TASK DESCRIPTION: Restate word for word, and only, the lines that extend from the line containing "Need to unset" through the end of the records below.

━━━

PR #154, opened 2023-10-17
Unset env-var in layer tests

charles-lunarg:
Need to unset an env-var in order to allow the vul_tests executable to pass all tests. This is because environment variables leak between tests when not running with CTest.

### DIFF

━━━

RESPONSE TO THIS TASK:
Need to unset an env-var in order to allow the vul_tests executable to pass all tests. This is because environment variables leak between tests when not running with CTest.

### DIFF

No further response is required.